+++ Data excerpts

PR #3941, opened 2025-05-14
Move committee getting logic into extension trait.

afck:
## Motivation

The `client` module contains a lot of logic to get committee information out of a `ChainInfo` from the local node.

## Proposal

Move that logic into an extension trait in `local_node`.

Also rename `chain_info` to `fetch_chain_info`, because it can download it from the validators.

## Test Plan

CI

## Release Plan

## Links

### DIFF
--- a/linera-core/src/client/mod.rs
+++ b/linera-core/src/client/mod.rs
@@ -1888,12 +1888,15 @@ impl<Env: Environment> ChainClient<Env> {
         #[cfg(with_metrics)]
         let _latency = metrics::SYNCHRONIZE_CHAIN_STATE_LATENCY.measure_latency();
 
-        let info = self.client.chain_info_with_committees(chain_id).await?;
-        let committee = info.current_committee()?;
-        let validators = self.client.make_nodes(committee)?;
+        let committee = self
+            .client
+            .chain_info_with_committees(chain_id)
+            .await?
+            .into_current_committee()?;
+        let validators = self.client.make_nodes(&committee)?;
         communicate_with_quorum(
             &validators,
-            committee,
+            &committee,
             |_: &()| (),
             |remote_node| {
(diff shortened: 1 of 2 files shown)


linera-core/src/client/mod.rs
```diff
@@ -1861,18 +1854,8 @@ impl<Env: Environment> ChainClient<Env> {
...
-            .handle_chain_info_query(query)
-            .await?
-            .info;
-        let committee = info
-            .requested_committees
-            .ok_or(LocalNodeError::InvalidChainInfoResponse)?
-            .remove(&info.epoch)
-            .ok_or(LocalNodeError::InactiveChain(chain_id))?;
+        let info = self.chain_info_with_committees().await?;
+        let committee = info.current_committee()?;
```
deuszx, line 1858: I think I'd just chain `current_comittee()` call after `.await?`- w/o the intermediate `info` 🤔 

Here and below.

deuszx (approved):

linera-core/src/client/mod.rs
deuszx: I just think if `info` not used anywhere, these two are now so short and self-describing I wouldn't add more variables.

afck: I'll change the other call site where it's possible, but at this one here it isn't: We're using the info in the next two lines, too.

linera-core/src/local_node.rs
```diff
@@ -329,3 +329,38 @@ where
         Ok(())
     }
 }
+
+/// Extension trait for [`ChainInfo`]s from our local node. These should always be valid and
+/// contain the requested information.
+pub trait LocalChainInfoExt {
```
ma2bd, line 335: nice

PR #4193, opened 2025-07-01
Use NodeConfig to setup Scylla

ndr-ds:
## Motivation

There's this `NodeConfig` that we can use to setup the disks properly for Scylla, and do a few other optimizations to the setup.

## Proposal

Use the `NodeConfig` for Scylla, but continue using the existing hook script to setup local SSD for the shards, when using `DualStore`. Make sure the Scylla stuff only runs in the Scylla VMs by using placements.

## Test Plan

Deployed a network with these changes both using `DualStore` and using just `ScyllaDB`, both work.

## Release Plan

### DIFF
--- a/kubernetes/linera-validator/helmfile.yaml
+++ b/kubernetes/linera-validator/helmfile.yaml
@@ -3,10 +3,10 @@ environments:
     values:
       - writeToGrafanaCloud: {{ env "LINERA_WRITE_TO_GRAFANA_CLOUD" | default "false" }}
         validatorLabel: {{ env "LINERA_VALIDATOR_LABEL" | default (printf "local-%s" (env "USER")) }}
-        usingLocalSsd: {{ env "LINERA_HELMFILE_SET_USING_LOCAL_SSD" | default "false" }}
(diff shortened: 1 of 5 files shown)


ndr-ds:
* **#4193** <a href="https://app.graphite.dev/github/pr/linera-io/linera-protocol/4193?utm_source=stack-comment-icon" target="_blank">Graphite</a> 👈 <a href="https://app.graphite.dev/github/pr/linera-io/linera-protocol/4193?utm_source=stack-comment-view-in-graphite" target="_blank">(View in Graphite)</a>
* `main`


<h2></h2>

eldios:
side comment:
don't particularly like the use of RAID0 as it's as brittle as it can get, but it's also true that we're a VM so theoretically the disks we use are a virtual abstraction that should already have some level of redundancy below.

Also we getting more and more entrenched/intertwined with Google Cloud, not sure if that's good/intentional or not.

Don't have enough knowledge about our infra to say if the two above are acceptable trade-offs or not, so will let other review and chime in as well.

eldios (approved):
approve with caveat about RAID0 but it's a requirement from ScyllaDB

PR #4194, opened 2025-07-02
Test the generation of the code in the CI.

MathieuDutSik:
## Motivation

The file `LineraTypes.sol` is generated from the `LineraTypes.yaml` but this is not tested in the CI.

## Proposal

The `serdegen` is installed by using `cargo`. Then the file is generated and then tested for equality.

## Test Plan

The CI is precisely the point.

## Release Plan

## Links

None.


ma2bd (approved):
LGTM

++++++

== Aim of the exercise ==
Where does the word "deuszx" occur in the data? Copy every line that has it.

== Written answer ==
deuszx, line 1858: I think I'd just chain `current_comittee()` call after `.await?`- w/o the intermediate `info` 🤔 
deuszx (approved):
deuszx: I just think if `info` not used anywhere, these two are now so short and self-describing I wouldn't add more variables.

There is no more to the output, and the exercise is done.